> **ACTIVITY**
Pull every line that includes the word "funcs" out of the data below and copy it.

++++ THE DATA ++++

PR #2462, opened 2024-02-05
feat: use funcs from sdk

sfc-gh-swinkler:
refactor funcs to use sdk


pkg/datasources/functions.go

++++

> **OUTPUT OF THE TASK**
feat: use funcs from sdk
refactor funcs to use sdk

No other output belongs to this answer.